As fund managers navigate and adopt these new amendments, they must prioritize more than just written policies, procedures, and vulnerability assessments. The expanded scope of Reg S-P underscores the importance of selecting the right service providers from the outset and establishing robust governance.

Given the current cybersecurity threat landscape alongside new regulatory demands and operational due diligence, we encourage stakeholders to stay prepared and embrace a proactive approach. Effective planning is as crucial, if not more so, than any robust response.

Practically speaking, focus on the following:

  • Choose strong service providers who can demonstrate their capabilities.
  • Implement effective technology and cybersecurity policies from the beginning; do not grow into them.
  • If current service providers are unsatisfactory, promptly switch to one that can meet the requirements.
  • Develop a standalone Incident Response Plan that explicitly addresses scenarios related to unauthorized access to stakeholders’ information.
  • Ensure that this plan is maintained and tested periodically, such as through scheduled tabletop exercises.
  • Establish a breach notification protocol to be enacted within 30 days of discovering or suspecting unauthorized access to or use of customer information.
  • Adopt a Data Lifecycle Policy that includes guidelines for identifying PII, managing data access permissions, and disposing of customer information.
Mark Sangster, Chief of Strategy, Adlumin

The SEC’s adoption of Regulation S-P, a set of privacy rules governing the management of nonpublic personal information, illuminates more than data governance. These rules highlight the need for integrated data management and incident response.

Incident response planning is not just about reacting to incidents, but about adopting a proactive ‘when not if’ philosophy. The rules, while not providing detailed incident response procedures, do set the ambitious goal of policies and procedures to detect, respond to, and recover from unauthorized access to or use of customer information. These rules also highlight the importance of identifying nonpublic (protected) information, determining if this data is improperly exposed, and swiftly reducing the risk associated with this exposure.

It reminds us that planning is equally (if not more) important than any vigorous response. Covered institutions should plan for incident response and test these capabilities through tabletops and mock scenarios. Moreover, these exercises allow fund managers and technical leaders to communicate under simulated stress, developing inter-team trust and communication and reminding managers that cybersecurity is not an IT problem to solve; rather, it’s a business risk to manage.

Chris Zadrima, Chief Operating Officer, Align

The long-awaited update to Regulation S-P by the Securities and Exchange Commission has been officially adopted. This update includes enhancements to the rules that govern how investment advisers, broker-dealers, and investment companies must safeguard customer financial information.

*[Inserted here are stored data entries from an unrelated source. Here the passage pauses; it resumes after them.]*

PR #295, opened 2023-07-05
Add `Labels::column` to access a single column in the values

Luthaf:
And make `Labels::__getitem__` use this instead of view.

This mean that code trying to compute some gradient will go from looking like this:

```py
data = some_function(block.values[gradient.samples["sample"].values.reshape(-1)] )
```

to this, which is much closer to the previous version

```py
data = some_function(block.values[gradient.samples["sample"]] )
```

----
:books: Documentation preview :books:: https://equistore--295.org.readthedocs.build/en/295/

### DIFF
--- a/equistore-torch/include/equistore/torch/labels.hpp
+++ b/equistore-torch/include/equistore/torch/labels.hpp
@@ -78,6 +78,10 @@ public:
         return values_;
     }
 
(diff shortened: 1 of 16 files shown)


jwa7 (approved):
Nice thanks! Makes the labels API much cleaner :)

PR #172, opened 2021-12-15
feat(components/Icon): add-specific-case-for-viewbox-size

mjovicic:
# Description
The new svg Icon component forces the viewBox to be "0 0 32 32". For most icons this is fine. However some (like "info-badge-filled" and "error-legacy-badge-filled"), the viewPort in the svg is "0 0 14 14" . When this gets overwritten, the svg is now being drawn with the wrong viewPort, so it appears smaller than it should (14/32 of the size it should be for the two examples). This PR fixes that case.

# Links
https://jira-eng-gpk2.cisco.com/jira/browse/SPARK-281641

### DIFF
--- a/src/components/Icon/Icon.tsx
+++ b/src/components/Icon/Icon.tsx
@@ -2,7 +2,14 @@ import React from 'react';
 import './Icon.style.scss';
 import { Props } from './Icon.types';
 import { useDynamicSVGImport } from '../../hooks/useDynamicSVGImport';
-import { COLOR_INHERIT, DEFAULTS, GLYPH_NOT_FOUND, STYLE } from './Icon.constants';
+import {
+  COLOR_INHERIT,
+  DEFAULTS,
+  EXCEPTION_ICONS_LIST,
+  GLYPH_NOT_FOUND,
+  STYLE,
+  VIEW_BOX_SPECS,
+} from './Icon.constants';
 import classnames from 'classnames';
 
 /**
@@ -62,16 +69,6 @@ const Icon: React.FC<Props> = (props: Props) => {
 
   const { inheritedColors, styleColors } = getColors();
 
-  const viewBoxDefault = '0, 0, 32, 32';
-  const viewBoxSmall = '0, 0, 14, 14';
-  //This exception list is added for Icons with scale 14, so that view box can setup properly
-  const exceptionIconsList = [
-    'check-circle-badge',
-    'error-legacy-badge',
-    'info-badge',
-    'priority-badge',
-  ];
-
   if (SvgIcon) {
     return (
       <div className={classnames(STYLE.wrapper, className)} id={id} style={style}>
@@ -81,7 +78,9 @@ const Icon: React.FC<Props> = (props: Props) => {
           className={classnames({ [STYLE.coloured]: isColoredIcon })}
           style={{ ...styleColors }}
           {...inheritedColors}
-          viewBox={exceptionIconsList.includes(name) ? viewBoxSmall : viewBoxDefault}
+          viewBox={
+            EXCEPTION_ICONS_LIST.includes(name) ? VIEW_BOX_SPECS.SMALL : VIEW_BOX_SPECS.NORMAL
+          }
           width="100%"
           height="100%"
           data-scale={!autoScale && (scale || DEFAULTS.SCALE)}
--- a/src/components/Icon/Icon.tsx
+++ b/src/components/Icon/Icon.tsx
@@ -62,6 +62,16 @@ const Icon: React.FC<Props> = (props: Props) => {
 
   const { inheritedColors, styleColors } = getColors();
 
+  const viewBoxDefault = '0, 0, 32, 32';
+  const viewBoxSmall = '0, 0, 14, 14';
+  //This exception list is added for Icons with scale 14, so that view box can setup properly
+  const exceptionIconsList = [
+    'check-circle-badge',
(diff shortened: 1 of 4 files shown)


src/components/Icon/Icon.tsx
```diff
@@ -62,6 +62,16 @@ const Icon: React.FC<Props> = (props: Props) => {
 
   const { inheritedColors, styleColors } = getColors();
 
+  const viewBoxDefault = '0, 0, 32, 32';
+  const viewBoxSmall = '0, 0, 14, 14';
+  //This exception list is added for Icons with scale 14, so that view box can setup properly
+  const exceptionIconsList = [
```
torgeadelin, line 68: test

src/components/Icon/Icon.tsx
```diff
@@ -62,6 +62,16 @@ const Icon: React.FC<Props> = (props: Props) => {
 
   const { inheritedColors, styleColors } = getColors();
 
+  const viewBoxDefault = '0, 0, 32, 32';
+  const viewBoxSmall = '0, 0, 14, 14';
```
InteractiveTimmy, line 66: These values should be stored in the `Icon.constants.ts` file as something similar to:

```js
const VIEW_BOX_SPECS = {
  NORMAL: '0, 0, 32, 32',
  SMALL: '0, 0, 14, 14',
};

const DEFAULTS = {
  /* ...other defaults... */
  VIEW_BOX_SPEC: VIEW_BOX_SPECS.NORMAL,
};
```

src/components/Icon/Icon.tsx
```diff
@@ -62,6 +62,16 @@ const Icon: React.FC<Props> = (props: Props) => {
...
+  //This exception list is added for Icons with scale 14, so that view box can setup properly
+  const exceptionIconsList = [
+    'check-circle-badge',
+    'error-legacy-badge',
+    'info-badge',
+    'priority-badge',
+  ];
```
InteractiveTimmy, line 73: This should also exist in the `Icon.constants.ts` file, much like the above described `VIEW_BOX_SPECS` constants.

src/components/Icon/Icon.tsx
```diff
@@ -71,7 +81,7 @@ const Icon: React.FC<Props> = (props: Props) => {
           className={classnames({ [STYLE.coloured]: isColoredIcon })}
           style={{ ...styleColors }}
           {...inheritedColors}
-          viewBox="0, 0, 32, 32"
+          viewBox={exceptionIconsList.includes(name) ? viewBoxSmall : viewBoxDefault}
```
InteractiveTimmy, line 84: Please add an attribute test and a snapshot test for this change within the local test file for this component.

InteractiveTimmy (changes requested):
Great bug find/fix. A few code-style items as well as a request for adding some testing.

src/components/Icon/Icon.unit.test.tsx
```diff
@@ -266,4 +266,23 @@ describe('<Icon />', () => {
       await mountAndWait(<Component />);
     });
   });
+
+  describe('exception case for small icons', () => {
+    const exceptionIconsList = [
```
torgeadelin, line 271: Once you fix @InteractiveTimmy 's suggestions you should probably import the exceptionList from the `.constants.ts` file here.

src/components/Icon/Icon.unit.test.tsx
```diff
@@ -266,4 +266,23 @@ describe('<Icon />', () => {
       await mountAndWait(<Component />);
     });
   });
+
+  describe('exception case for small icons', () => {
```
torgeadelin, line 270: Also, add one test for a non-exception icon, making sure it has the correct viewbox.

torgeadelin (changes requested):
Thanks for adding the test.
Small changes are still needed.

torgeadelin:
> Great bug find/fix. A few code-style items as well as a request for adding some testing.
> 
> This is potentially something that we should have corrected on the design level as well, as all icons should be provided in a standard size.

These icons are only designed for viewport 14 as far as I understood. And they are the only exceptions to the rule. It is due to accessibility issues.

All rest icons are designed at 32 viewport.

src/components/Icon/Icon.unit.test.tsx
mjovicic: I have made the adjustments.

src/components/Icon/Icon.unit.test.tsx
mjovicic: I have made the adjustments.

src/components/Icon/Icon.tsx
mjovicic: I have made the adjustments.

src/components/Icon/Icon.tsx
mjovicic: I have made the adjustments.

src/components/Icon/Icon.unit.test.tsx
torgeadelin: One more thing, please add these tests under `describe('attributes' () => { ...` instead of having them separate.

mjovicic: It makes sense, I fixed it.

torgeadelin (approved):
looks good :)

InteractiveTimmy (approved):
LGTM! Approved.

Every client we have encountered emphasizes the importance of robust data security and investor privacy. Given the rise in sophisticated cyberattacks against financial institutions and the requirements of Regulation S-P, fund managers must formulate detailed protocols to safeguard investor data and devise a holistic strategy for handling data breaches. Foundational technology controls coupled with strong governance have become an essential requirement for this industry. Firms must prioritize how their service providers can implement controls with the new requirements around Regulation S-P with our Cybersecurity, Technology Risk, and Privacy team or their appropriate service providers.